Ahead of the anticipated launch of the MegaETH Ethereum Layer 2 next month, protocol co-founder Namik Muduroglu is clarifying some aspects of the MEGA token release schedule, noting that over half of the token’s 10 billion total supply will only hit the market as “major milestones for the protocol are achieved.”
“Over half of the MEGA supply will go to high conviction holders as major milestones for the protocol are achieved,” Muduroglu said on X, when “(re)introducing” the protocol’s Key Performance Indicators (KPIs) rewards. “This means supply unlocks are a function of success, not time.”
According to Muduroglu, there are four main KPIs: ecosystem growth (measured by MegaETH’s total value locked and USDM stablecoin supply), MegaETH decentralization (following Vitalik Buterin’s standardized “stage” model for Layer 2s), performance (“increase bandwidth reduce latency”), and Ethereum decentralization.
The move is meant to address long-standing concerns over “low float / high FDV” tokenomics, which tend to dilute token holders as vesting cliffs are reached.
Instead of using a time-based unlock schedule, token rewards will be distributed “to holders who have elected to lock their MEGA” as these KPIs are achieved, Muduroglu said. “The outcome of KPI rewards is that supply enters the market as a function of success, as determined by KPIs, rather than time. The tokens land in the hands of those with the most conviction in the project.”
Muduroglu told The Block the MegaETH Foundation worked with growthepie, an open crypto analytics platform, “on a few KPIs which we think make sense for the first round of the program.”

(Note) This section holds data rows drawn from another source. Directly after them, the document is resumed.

PR #1792, opened 2020-10-19
Add maxbuffer limit check to log processor

rleighton:
## Background

Running this [benchmark](https://summitroute.com/blog/2020/10/09/public_dataset_of_cloudtrail_logs_from_flaws_cloud/) data caused the log processor to OOM and/or timeout. 

The issue is that these are not real CloudTrail files in the sense they were produced operationally. They are dense with events that span a wide range of time. One file has over 12k unique hours. While this is not realistic for CloudTrail, agent logs like Crowdstrike often have messy time distributions so fixing this does have value. The fix is to add a missing limit on maximum number of in memory buffers and force rapid flushing to S3 when exceeded. 

After this fix (note: api count does not match, but perhaps they define it differently):

image

## Changes

- add maxbuffer limit and trigger flush of buffers if exceeed
- minor refactoring

## Testing

- mage test:ci
- deployed and ingested benchmark data
- ran with future change in log processor aggregation (PR soon)


internal/log_analysis/log_processor/destinations/s3.go
```diff
@@ -320,19 +326,26 @@ type s3EventBufferSet struct {
 	totalBufferedMemBytes uint64 // managed by addEvent() and removeBuffer()
 	set                   map[time.Time]map[string]*s3EventBuffer
 	stream                *jsoniter.Stream
+	maxBuffers            int
+	maxBufferSize         int
+	maxTotalSize          uint64
 }
 
-func newS3EventBufferSet(jsonAPI jsoniter.API) *s3EventBufferSet {
+func newS3EventBufferSet(destination *S3Destination, maxTotalSize int) *s3EventBufferSet {
```
rleighton, line 334: Minor refactor to pass the destination in that has the values needed for `writeEvent()`.

internal/log_analysis/log_processor/destinations/s3.go
```diff
@@ -354,23 +367,34 @@ func (bs *s3EventBufferSet) writeEvent(event *parsers.Result, maxBufferSize, max
...
-		return buf, nil
+		sendBuffers = append(sendBuffers, buf)
 	}
 	// Check if bufferSet is bigger than threshold for total memory usage
-	if bs.totalBufferedMemBytes >= uint64(maxTotalSize) {
-		if buf := bs.largestBuffer(); buf != nil {
-			bs.removeBuffer(buf)
-			return buf, nil
+	if bs.totalBufferedMemBytes >= bs.maxTotalSize {
+		if largestBuffer := bs.largestBuffer(); largestBuffer != nil {
```
rleighton, line 391: Minor refactor, change name of var to avoid shadowd `buf` var.

serbantanasa:
Can the buffer limit exceeded-triggered flush above cause data loss in this scenario?

rleighton:
> Can the buffer limit exceeded-triggered flush above cause data loss in this scenario?

No, what this change does is force the flushes to happen concurrently during processing rather than wait until the end of the processing (because they are small and would not trigger early flushing, but we have tens of thousands of them and waiting until the end of processing would not allow enough time ... or the sum of all of these tiny partitions would cause an OOM).

internal/log_analysis/log_processor/destinations/s3.go
```diff
@@ -354,23 +367,34 @@ func (bs *s3EventBufferSet) writeEvent(event *parsers.Result, maxBufferSize, max
 	if err != nil {
 		return nil, err
 	}
+	// Check if bufferSet has too many entries
+	if len(bs.set) > bs.maxBuffers {
+		// The hope is most of the flushed buffers were done updating (as events often come roughly in time order)
+		bufferReduction := bs.maxBuffers / 2
+		removeBuffers := func(buffer *s3EventBuffer) error {
+			if len(sendBuffers) >= bufferReduction {
+				return errors.New("stop") // this just makes apply() stop
```
kostaspap, line 376: Why not just `return nil`?

rleighton: The apply() function only stops looping  on an error of the function applied. I could change it to return also a boolean to stop and not rely on an error: https://github.com/panther-labs/panther/blob/master/internal/log_analysis/log_processor/destinations/s3.go#L428 .

We want to stop after collecting `bufferReduction ` number of buffers.

kostaspap: Yeah, I think that would make more sense. Using error as a control variable doesn't seem right, would lead to unexpected consequences as the code evolves.

kostaspap (approved):

internal/log_analysis/log_processor/destinations/s3.go
rleighton: Done.

Issue #1772, opened 2020-10-15
Allow individual Lambda deploys


austinbyers:
### Description

@kostaspap and other developers have asked for a way to use `mage` to deploy one Lambda at a time to save time deployment/debugging.

It's already possible to deploy individual stacks: `STACK=log-analysis mage deploy`, but deploying individual functions would be faster still.

### Related Services

- `mage`

### Acceptance Criteria

- It should be possible to update the source for an individual Lambda function, e.g. `LAMBDA=panther-resources-api mage deploy`

### Implementation Notes

CloudFormation doesn't support targeted updates like Terraform does. So the simplest approach for this is to avoid CFN completely: `mage` can directly update the Lambda source code

The only question then, is whether to update just the function source or the configuration as well: environment variables, memory/timeout, event triggers, IAM policy, etc. Mage could theoretically parse the CFN and try to apply some or all of these parameters directly, but at that point we're re-implementing SAM/CloudFormation for Lambda functions.

During a rapid development cycle, I assume it's typically only the source code which is being modified, so we can just start with that

PR #1795, opened 2020-10-19
Allow individual Lambda deploys

austinbyers:
## Background

Developers have asked for a way to deploy individual Lambda functions directly for the fastest developer iteration, so now you can:

```
LAMBDA=log-processor dev -- mage deploy
```

Closes: #1772 

## Changes

- `mage deploy` checks for the `LAMBDA` environment variable, in the same way it was already checking for the `STACK` variable

If found, it will update the given Lambda function's source code directly. No CloudFormation, and to my suprise, no S3 required. Note that only the lambda *source* is updated, not the configuration.

## Testing

- Deployed all 28 Lambda functions directly - no errors and the product still functions normally with no alarms

When this merges to enterprise, I'll update the development docs and will handle the function that we have to cross-compile


tools/mage/deploy/deploy.go
```diff
@@ -169,6 +179,111 @@ func setFirstUser(settings *PantherConfig) error {
 	return nil
 }
 
+// Update a single Lambda function for rapid developer iteration.
+//
+// This will only update the Lambda source, not the function configuration.
+func deploySingleLambda(function string) error {
+	switch function {
```
austinbyers, line 186: I'm exploring the possibility of parsing all of the CFN templates to automatically find the function source path and language, which would be a bit harder to implement but would mean newly added functions would be discovered automatically without having to be added to this switch statement.

This was the fastest implementation, if I can quickly switch to the CFN parsing I will, otherwise I'll leave that as a future TODO

austinbyers: It turned out to be pretty easy to read from the templates instead, which simplified the code a bit

alxarch (approved):
LGTM
This will definitely help next time I get stuck debugging some lambda.

PR #2556, opened 2021-01-29
[Feature] [FE]: Unified detections page [1/2]

### LINKED ISSUE #1078: Allow filtering of Rules based on Creator

Currently, rules  can be filtered  by many fields, but it's still hard to know who added what. Specifically, Panther has a lot of pre-created rules, but users can also add their own. Rules created by Panther itself co-exist  with the ones created by the users themselves, so we need a way to filter based on whether the role was autogenerated or not.

As a first step, we should allow to quickly filter based on  whether the rule was created by Panther or not. If that  turns out to be easy, we can also enhance this functionality by allowing filtering for each individual user.

The exact same thing needs to happen for the Policies page (in Cloud Security)

### Describe your use cases

Organizations want to see what they themselves have added VS what was already there

Weekly

Alternatives is to sort  by creation date. The rules at the "top" are the custom ones, created by members of the organization

### Additional context

I personally  think that the quickest & biggest value will be created by providing a simple filter to separate organization-created Rules vs Panther pre-created rules. Filtering by individual users is nice, but can **potentially** be added later down the line.

3nvi:
## Background

This PR implements the core logic for the detections listing page, allowing a user to view all policies & rules in a single unified page. This PR includes listing & filtering, but excludes the mass-actions/mass-selections of cards, which will come in a later PR.

Closes #1821 
Closes #1078 

## Designs

https://app.abstract.com/projects/558a8de6-7134-4c8b-91c5-62074bb1279b/branches/df9d59c8-eeb1-452d-a5f5-3712b64010be/collections/c02562f3-dedb-4408-85f6-512a4c981477

## Screenshots

Screen Shot 2021-01-29 at 5 00 02 PM
Screen Shot 2021-01-29 at 5 00 08 PM

## Changes

- Create `ListDetections` page
- Remove `ListRules` page
- Remove `ListPolicies` page
- Update graphql cache modifications

## Testing

- `npm run test`


web/codegen/buildGraphqlResourcesPlugin.js
```diff
@@ -163,6 +162,17 @@ exports.plugin = (schema, documents, config) => {
...
+      const typeName = node.name.value;
+      const { fields } = node;
+      return {
+        typeName,
+        mockFn: () => {
+          const mockFields = fields ? fields.map(({ mockFn }) => mockFn(typeName)).join('\n') : '';
+          return createGraphQLResourceFunction(typeName, mockFields, false);
+        },
+      };
+    },
```
3nvi, line 175: our script that generates fixtures didn't have support for GraphQL interfaces. With this change, we make sure we create fixtures (fake data) for our `Interface` definitions as well 😃

web/src/components/badges/StatusBadge/StatusBadge.tsx
```diff
@@ -21,8 +21,8 @@ import { Badge, BadgeProps, Box, Tooltip } from 'pouncejs';
 import { ComplianceStatusEnum } from 'Generated/schema';
 
 export const STATUS_COLOR_MAP: { [key in StatusBadgeProps['status']]: BadgeProps['color'] } = {
-  [ComplianceStatusEnum.Pass]: 'green-400' as const,
-  [ComplianceStatusEnum.Fail]: 'red-300' as const,
+  [ComplianceStatusEnum.Pass]: 'green-500' as const,
+  [ComplianceStatusEnum.Fail]: 'red-200' as const,
   [ComplianceStatusEnum.Error]: 'orange-400' as const,
```
3nvi, line 26: colors have changed to something more "pastel"-like

web/src/components/buttons/LinkButton/LinkButton.tsx
```diff
@@ -16,42 +16,18 @@
...
+import { ButtonProps, Button } from 'pouncejs';
+import LinkButtonWrapper, { LinkButtonWrapperProps } from '../utils/LinkButtonWrapper';
 
-type ButtonWithoutAs = Omit<ButtonProps, 'as'>;
-type ToProp = Pick<RRLinkProps, 'to'>;
-export type LinkButtonProps = ButtonWithoutAs & ToProp & { external?: boolean };
+type LinkButtonProps = LinkButtonWrapperProps & Omit<ButtonProps, 'as'>;
 
 const LinkButton: React.FC<LinkButtonProps> = ({ disabled, external, to, children, ...rest }) => {
-  let linkProps: LinkProps;
```
3nvi, line 27: we need an `Link-IconButton` that looks like `LinkButton` but uses an `IconButton` underneath the hood, rather than a `Button`.

We abstract the necessary "Link" part of it (in a component named `LinkWrapper`, so we can use it to create a `LinkButton` and `LinkIconButton`

web/src/components/cards/RuleCard/RuleCard.tsx
```diff
@@ -56,7 +56,9 @@ const RuleCard: React.FC<RuleCardProps> = ({ rule }) => {
           <GenericItemCard.Date date={formatDatetime(rule.lastModified)} />
           <RuleCardOptions rule={rule} />
         </GenericItemCard.Header>
-
+        <Text fontSize="small" as="span" color="cyan-500">
+          Rule
+        </Text>
```
3nvi, line 61: Designs called for that

web/src/pages/CreateDetection/CreatePolicy/CreatePolicy.tsx
```diff
@@ -49,7 +48,6 @@ export const initialValues: Required<AddPolicyInput> = {
 const CreatePolicy: React.FC = () => {
   const { history } = useRouter();
   const [createPolicy, { error }] = useCreatePolicy({
-    refetchQueries: [{ query: ListPoliciesDocument, variables: { input: {} } }],
```
3nvi, line 52: no need to refetch this anymore since we don't have a dedicated policies page

web/src/pages/CreateDetection/CreateRule/CreateRule.tsx
```diff
@@ -53,7 +52,6 @@ export const initialValues: Required<AddRuleInput> = {
 const CreateRule: React.FC = () => {
   const { history } = useRouter();
   const [createRule, { error }] = useCreateRule({
-    refetchQueries: [{ query: ListRulesDocument, variables: { input: {} } }],
```
3nvi, line 56: same as above

api/graphql/schema.graphql
```diff
@@ -53,6 +53,7 @@ type Mutation {
 type Query {
   alert(input: GetAlertInput!): AlertDetails
   alerts(input: ListAlertsInput): ListAlertsResponse
+  detections(input: ListDetectionsInput): ListDetectionsResponse!
```
alexmylonas, line 56:
```suggestion
  detections(input: ListDetectionsInput!): ListDetectionsResponse!
```

api/graphql/schema.graphql
```diff
@@ -87,6 +88,30 @@ type Query {
...
+  createdBy: String
+  lastModifiedBy: String
+  initialSet: Boolean
+  tags: [String!]
+  sortBy: ListDetectionsSortFieldsEnum # defaults to `id`
+  sortDir: SortDirEnum # defaults to `ascending`
+  pageSize: Int # defaults to `25`
+  page: Int # defaults to `1`
+}
+
```
alexmylonas, line 114: Removed unused queries and inputs for list policies and rules?

web/src/components/cards/PolicyCard/PolicyCard.tsx
```diff
@@ -0,0 +1,94 @@
...
+                <RelatedDestinations
+                  destinations={detectionDestinations}
+                  loading={loadingDetectionDestinations}
+                />
+              }
+            />
+          </GenericItemCard.ValuesGroup>
+          <GenericItemCard.ValuesGroup>
+            <Flex ml="auto" mr={0} align="flex-end" spacing={4}>
+              <StatusBadge status={policy.complianceStatus} />
```
alexmylonas, line 80:
```suggestion
  
```
I don't see this `PASS` badge on designs.

web/src/helpers/analytics.ts
```diff
@@ -51,6 +51,7 @@ export enum PageViewEnum {
   ComplianceOverview = 'Compliance Overview',
   ListRules = 'List Rules',
```
alexmylonas, line 52:
```suggestion
```

web/src/urls.ts
```diff
@@ -36,13 +36,14 @@ const urlEncode = (str: string) => encodeURIComponent(str).replace(/%3A/g, unesc
...
     home: () => '/detections/',
+    list: () => urls.detections.home(),
     create: () => `${urls.detections.home()}new/`,
   },
   compliance: {
     home: () => '/cloud-security/',
     overview: () => `${urls.compliance.home()}overview/`,
     policies: {
-      list: () => `${urls.compliance.home()}policies/`,
+      list: () => `${urls.detections.list()}policies/`,
```
alexmylonas, line 46: I am not sure why we should keep those links under policies and rules

We should remove them imo.

alexmylonas (commented):
Amazing work Aggelos! Deployed and validated it works well!

I have a couple of minor comments but nothing too important

api/graphql/schema.graphql
3nvi: We want to be able to get detections without providing **any filters at all**. I believe optional is the best way to go here :/

api/graphql/schema.graphql
3nvi: ah fair!

web/src/components/cards/PolicyCard/PolicyCard.tsx
3nvi: Yeah I asked Jim to add it, since, without it, there's no way for someone to know if a policy detection is failing or not (you currently **can** on the table).

Nice catch though!

web/src/helpers/analytics.ts
3nvi: 👍

web/src/urls.ts
3nvi: Short Answer: We need them.

When you go to `/detections/123` we don't know if `123` is a rule or a policy (to load the appropriate React component). Thus we do it like do `/detections/policies/123` so we can know that `123` is a policy. 

Now in the breadcrumbs, you'll see the options `Detections > Policies > 123` and `Policies` is clickable ,so it has to redirect somewhere. To make this redirect possible, we add a `<Redirect>` component in `routes.tsx`. To configure it correctly,  we need the `from` value that's `urls.policies.list()`

web/src/components/cards/PolicyCard/PolicyCard.tsx
alexmylonas: Gotcha

web/src/urls.ts
alexmylonas: And I am guessing we cant simply query by Id and let the BE understand if it's a policy or a rule. 
I am covered thank you!

alexmylonas (approved):
Thanks for addressing my comments, approving joyfully!

PR #2557, opened 2021-01-29
[FE][BUGFIX]: Prevent crashing when a destination override has been deleted

3nvi:
## Background

Currently if you assign a destination override to a rule and then you deleted this destination, the entire Rules page crashes. This is because of a bug in our FE code that never expects a Rule to contain an `outputId` for a Destination that is not present in our DB.

This PR addressed that by filtering out "dead destinations" and returning a "Not Configured" message to the user

## Screenshots

Screen Shot 2021-01-27 at 12 06 01 PM

## Changes

- Filter out nullish values from the detection <-> destination overrides association

## Testing

- `npm run test`


austinbyers (approved):
Thanks for the quick fix! 🎉

austinbyers:
I'm not sure about the `sync-to-release` label though - we're not going to do a 1.15.3 patch for this; 1.16 is already starting next week. The 1.16 branch doesn't exist yet, so no need to sync to release

vorillaz (approved):
Thanks for this one.

Issue #2560, opened 2021-01-29
Panther Rules Engine CFN Parameter for Attached Managed Policies ARN


horakj:
### Description

Adding a parameter in the root stack which will allow the ability to attach managed IAM Policies (i.e adding S3 and SecretsManager read permissions to the rules engine IAM role). This adds the ability to use the full power of Python such as making boto3 calls for threat intel lists in that are in S3 or storing an API Token in SecretsManager which can be used to make third party API calls.

### Related Services

Panther Rules Engine

### Designs

Example Managed Policy which has an ARN

RulesEngineAssumeReadOnlyPolicy:
    Type: AWS::IAM::ManagedPolicy
    Properties:
      ManagedPolicyName: panther-rule-engine-cross-account-readonly-permissions
      Description: Panther Rules Engine Cross Account Read-only Managed policy
      PolicyDocument:
        Version: '2012-10-17'
        Statement:
          - Effect: Allow
            Action: sts:AssumeRole
            Resource: !Sub arn:aws:iam::${TargetAccountID}:role/PantherRulesEngineCrossAccountReadOnlyRole
          - Effect: Allow
            Action:
              - secretsmanager:GetResourcePolicy
              - secretsmanager:GetSecretValue
              - secretsmanager:DescribeSecret
              - secretsmanager:ListSecretVersionIds
            Resource: arn:aws:secretsmanager:*
      Roles:
        - !Ref PantherRulesEngineRoleName

### Acceptance Criteria

- A CFN Parameter that allows for managed policy ARNs to be added the Rules Engine IAM role
- Cross Account CFN's which can be deployed on top of the Panther Stacks

@mattthetraveler @nhakmiller

PR #2561, opened 2021-01-29
Panther Rules Engine Cross Account IAM Permissions CFNS

horakj:
## Background

Customers have requested a way to create dynamic lists or make third part API calls which can be used in the Rules engine in Panther. This method will create the cross account access need to make the request happen. 

Full resolve below. This will work right now.

Issue: Panther Rules Engine CFN Parameter for Attached Managed Policies ARN #2560 

## Changes

- 1 CFN for a Target or Customer account which creates an IAM role that can be assumed by the Panther Rules engine for read-only s3 and Secrets Manager access
- 1 CFN for the Panther Account Rules Engine IAM role which can assume the role created above

## Testing

- Deployed in Dev Account
- Created Rule that uses boto3's sts and s3 api calls


deployments/auxiliary/cloudformation/panther-iam-roles-rule-engine-account-customer.yml
```diff
@@ -0,0 +1,66 @@
...
+      Policies:
+        - PolicyName: panther-rule-engine-cross-account-read-only-role
+          PolicyDocument:
+            Version: 2012-10-17
+            Statement:
+              - Effect: Allow
+                Action:
+                  - s3:Get*
+                  - s3:List*
+                Resource: !Sub arn:aws:s3:::${TargetBucketName}/*
```
austinbyers, line 52: The `s3:ListBucket` permission actually [requires](https://docs.aws.amazon.com/service-authorization/latest/reference/list_amazons3.html#amazons3-actions-as-permissions) just the bucket resource. So you would need:

```yml
- Effect: Allow
  Action:
    - s3:Get*
    - s3:List*
  Resource:
    - !Sub arn:aws:s3:::${TargetBucketName}
    - !Sub arn:aws:s3:::${TargetBucketName}/*
```

deployments/auxiliary/cloudformation/panther-iam-roles-rule-engine-account-customer.yml
```diff
@@ -0,0 +1,66 @@
...
+Parameters:
+  PantherMasterAccountID:
+    Type: String
+    Description: Enter the 12 Digit AWS Panther Master AccountID located in Panther under General > Settings.
+  PantherRulesEngineRoleName:
+    Type: String
+    Description: Enter the name of the Panther Rules Engine Role Name which can be found under IAM by searching "rules" in the Panther Master Account.
+  TargetBucketName:
+    Type: String
+    Description: Enter the S3 Bucket that the Panther Rules Engine can Read from.
```
austinbyers, line 29: If the bucket is encrypted with KMS, the user will also need to provide the KMS key ID. You can add that as a `TODO` if we don't need it right now

deployments/auxiliary/cloudformation/panther-iam-roles-rule-engine-account-customer.yml
```diff
@@ -0,0 +1,66 @@
...
+                Resource: !Sub arn:aws:s3:::${TargetBucketName}/*
+              - Effect: Allow
+                Action:
+                  - secretsmanager:GetResourcePolicy
+                  - secretsmanager:GetSecretValue
+                  - secretsmanager:DescribeSecret
+                  - secretsmanager:ListSecretVersionIds
+                Resource: arn:aws:secretsmanager:*
+
+      RoleName: PantherRulesEngineCrossAccountReadOnlyRole
```
austinbyers, line 61: IAM is a global namespace, so hardcoding the role name would mean it would only work in one region. Perhaps we can do

```yml
RoleName: !Sub PantherRulesEngineCrossAccountReadOnlyRole-${AWS::Region}
```

deployments/auxiliary/cloudformation/panther-iam-roles-rule-engine-account-customer.yml
```diff
@@ -0,0 +1,66 @@
...
+                  - s3:Get*
+                  - s3:List*
+                Resource: !Sub arn:aws:s3:::${TargetBucketName}/*
+              - Effect: Allow
+                Action:
+                  - secretsmanager:GetResourcePolicy
+                  - secretsmanager:GetSecretValue
+                  - secretsmanager:DescribeSecret
+                  - secretsmanager:ListSecretVersionIds
+                Resource: arn:aws:secretsmanager:*
```
austinbyers, line 59: This would allow fetching every secret in the account! That's probably far too broad - there should be a secretID that can be passed in instead

deployments/auxiliary/cloudformation/panther-iam-roles-rule-engine-account-panther.yml
```diff
@@ -0,0 +1,53 @@
...
+          - Effect: Allow
+            Action: sts:AssumeRole
+            Resource: !Sub arn:aws:iam::${TargetAccountID}:role/PantherRulesEngineCrossAccountReadOnlyRole
+          - Effect: Allow
+            Action:
+              - secretsmanager:GetResourcePolicy
+              - secretsmanager:GetSecretValue
+              - secretsmanager:DescribeSecret
+              - secretsmanager:ListSecretVersionIds
+            Resource: arn:aws:secretsmanager:*
```
austinbyers, line 46: Why do we need these permissions directly? They're already part of the role we're assuming

deployments/auxiliary/cloudformation/panther-iam-roles-rule-engine-account-panther.yml
```diff
@@ -0,0 +1,53 @@
...
+# This program is distributed in the hope that it will be useful,
+# but WITHOUT ANY WARRANTY; without even the implied warranty of
+# MERCHANTABILITY or FITNESS FOR A PARTICULAR PURPOSE.  See the
+# GNU Affero General Public License for more details.
+#
+# You should have received a copy of the GNU Affero General Public License
+# along with this program.  If not, see <https://www.gnu.org/licenses/>.
+
+AWSTemplateFormatVersion: 2010-09-09
+Description: Panther Rules Engine Read-only Cross Account Assume Role and Secrets Manager Managed Policy for Panther Account
```
austinbyers, line 18: This stack is meant to be deployed in Panther's account?

I know we're trying to get a solution as fast as possible, but this should really be a setting passed through to the main panther stacks. Otherwise, we'll have to deploy this as a separate template for every customer that needs it, and we'll have two different templates that are affecting the same IAM role, which means they could clobber each other.

Tagging @nhakmiller and @s0l0ist to get their input as well - is this a sufficient solution in the short term?

----

I think it's actually pretty simple to do this the "correct" way:

* Add a top-level `AssumablePythonRoles` parameter in the root stack (`master.yml`). This would be an optional list of IAM roles that both of the python engines are allowed to assume
    * Or we could have different parameters for policy vs rules engine
* Pass that parameter to the `log-analysis` stack (rules-engine) and the `cloud-security` stack (policy-engine)
* Add an inline policy to the rules-engine / policy-engine which allows assuming the roles if one has been defined:

```yml
Statement:
   - !If
     - AssumablePythonRolesDefined
     - Effect: Allow
       Action: sts:AssumeRole
       Resource: !Ref AssumablePythonRoles
     - !Ref AWS::NoValue
```

This way, we can manage this setting the same as all of our other settings on a user deployment. I know you may need help with this, perhaps @s0l0ist can help with that implementation

austinbyers (changes requested):
Thanks for putting this together! You're becoming a CloudFormation expert in no time

deployments/auxiliary/cloudformation/panther-iam-roles-rule-engine-account-customer.yml
horakj: Thank you, will add that!

deployments/auxiliary/cloudformation/panther-iam-roles-rule-engine-account-customer.yml
horakj: Nice, Thank you Ill update that.

deployments/auxiliary/cloudformation/panther-iam-roles-rule-engine-account-customer.yml
horakj: Easy fix, wil do.

deployments/auxiliary/cloudformation/panther-iam-roles-rule-engine-account-panther.yml
horakj: The logic here is in case the customer wants to give us a secret to store in the panther account (SaaS) this would allow for quicker processing. Thoughts?

deployments/auxiliary/cloudformation/panther-iam-roles-rule-engine-account-panther.yml
horakj: Yes I would be happy for any help that would be on the main stack. This PR was the now solution but the above is the correct. Should I drop the this PR for Aux templates or keep it?

deployments/auxiliary/cloudformation/panther-iam-roles-rule-engine-account-panther.yml
austinbyers: If we're going with the assume role strategy, usually all of the permissions are attached to the role you assume, and only that role. Then this role only allows `sts:AssumeRole`

deployments/auxiliary/cloudformation/panther-iam-roles-rule-engine-account-panther.yml
austinbyers: >  Should I drop the this PR for Aux templates or keep it?

We still need the customer template for sure. The one for Panther I think we should combine with #2217 - pass in a list of roles the engines are allowed to assume. I'll let @nhakmiller make the final call as to how to proceed with the Panther side - I can help next week if needed

horakj: I updated both templates to reflect the changes, if good we can proceed with figuring out how to combine with the issue above

deployments/auxiliary/cloudformation/panther-iam-roles-rule-engine-account-customer.yml
horakj: I am going to put that as a TODO for now, TY sir!

deployments/auxiliary/cloudformation/panther-iam-roles-rule-engine-account-customer.yml
```diff
@@ -0,0 +1,75 @@
...
+          PolicyDocument:
+            Version: 2012-10-17
+            Statement:
+              - Effect: Allow
+                Action:
+                  - s3:Get*
+                  - s3:List*
+                Resource:
+                  - !Sub arn:aws:s3:::${TargetBucketName}
+                  - !Sub arn:aws:s3:::${TargetBucketName}/*
```
austinbyers, line 58: Use `:${AWS::Partition}:` instead of `:aws:`, again

deployments/auxiliary/cloudformation/panther-iam-roles-rule-engine-account-customer.yml
```diff
@@ -0,0 +1,75 @@
...
+    Type: String
+    Default: NoSecret
+    Description: Enter the name of the Secret in Secrets Manger that will be accessible from the Panther Rules Engine.
+  TargetBucketName:
+    Type: String
+    Description: Enter the S3 Bucket that the Panther Rules Engine can Read from.
+
+Resources:
+  PantherRulesEngineIamRole:
+    Type: 'AWS::IAM::Role'
```
austinbyers, line 37: Nit: we don't need quotes here (nor on the version)

deployments/auxiliary/cloudformation/panther-iam-roles-rule-engine-account-customer.yml
austinbyers: I don't see the TODO comment... can we add it?

austinbyers (approved):
So here's how we'll move forward (I synced with @nhakmiller )

I will finish https://github.com/panther-labs/panther/pull/2217 - we're going to add a configuration option to Panther which allows users to pass in an arbitrary list of managed IAM policies.

-----

So I think you've got the right setup:

1. The customer deploys an IAM role in their target account which Panther can assume
2. We deploy a managed policy in the Panther account which is allowed to assume that role (or do anything else)
3. The managed policy is passed as a configuration option to Panther. We just redeploy Panther to re-attach the policy

So you've got steps 1 and 2 in this PR and I'll work on step 3 in the [other PR](https://github.com/panther-labs/panther/pull/2217)

But the important point is that we will *not* be manually changing Panther infrastructure. Manually attaching a managed policy to a Panther deployment will be problematic

deployments/auxiliary/cloudformation/panther-iam-roles-rule-engine-account-customer.yml
```diff
@@ -0,0 +1,75 @@
...
+Parameters:
+  PantherMasterAccountID:
+    Type: String
+    Description: Enter the 12 Digit AWS Panther Master AccountID located in Panther under General > Settings.
+  PantherRulesEngineRoleName:
+    Type: String
+    Description: Enter the name of the Panther Rules Engine Role name which can be found in the AWS Console under IAM by searching "rules" in the Panther Master Account.
+  SecretName:
+    Type: String
+    Default: NoSecret
```
austinbyers, line 29: The better way to do this would be to have an empty default string and then only attach an IAM statement if a secret is defined

austinbyers: (I'll get that change for you)

deployments/auxiliary/cloudformation/panther-iam-roles-rule-engine-account-customer.yml
horakj: I added to the top of the parameters now so it is easier to find

austinbyers:
@horakj take a look, I made some changes:

* Turned the secret name into an arn; it's possible it could be in yet another account
* Added the option for KMS decryption
* Added CloudFormation conditions for KMS and Secret access - the policy is added only if their respective parameters were defined
* Removed the Panther managed policy. With #2647, we can pass an IAM role as a top-level Panther parameter (`PythonAssumableRoleArns`) and the Python engines will be allowed to assume it

Review the changes, test them in your account, and then you're good to merge once you're happy with them!

austinbyers (approved):

horakj:
Tested in dev environment with no issues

“The naive hope actually is that the economic incentive for those goals will help them contribute towards it,” Muduroglu said, when asked how Ethereum’s decentralization KPIs will impact MEGA stakers.
These goals include milestones around Ethereum’s private order flow, client diversity, and block-building concentration, Muduroglu offered as examples.
MEGA tokenomics
According to the project’s tokenomics, MEGA will be capped at a 10 billion total supply. About 15% was set aside for a public sale and Echo crowdfunding, with an additional 14.7% allocated to MegaETH’s venture capitalist investors, 9.5% for the team and advisors, and 7.5% for the foundation’s funding.
According to MegaETH’s website, accredited investors in the project have a mandatory year lock-up with a 10% discount, though the lock-up is “optional for non-US participants.”
When first announced, MegaETH’s tokenomics earmarked a heavy allocation of just over 53% for KPI staking rewards, meant to bootstrap onchain activity. Muduroglu noted on Thursday that if MegaETH fails to achieve its KPIs, the tokens will be locked, with the potential for a future voting mechanism to determine what happens to them.
Expected to launch on Feb. 9, MegaETH is pitched as a high-throughput, monolithic scaling layer for Ethereum, capable of reaching “100,000 transactions per second.” The project has reached support from Ethereum co-founders Vitalik Buterin and Joe Lubin, as well as prominent developers like EigenCloud’s Sreeram Kannan and Helius’s Mert Mumtaz, among others.
The project raised $20 million in a seed round led by Dragonfly in 2024 and launched an oversubscribed initial coin offering last year.
MEGA synthetic token futures are trading hands at about $0.18 on Hyperliquid at publication time, largely in line with where it’s been all week, but down from an all-time high of $0.50 in November.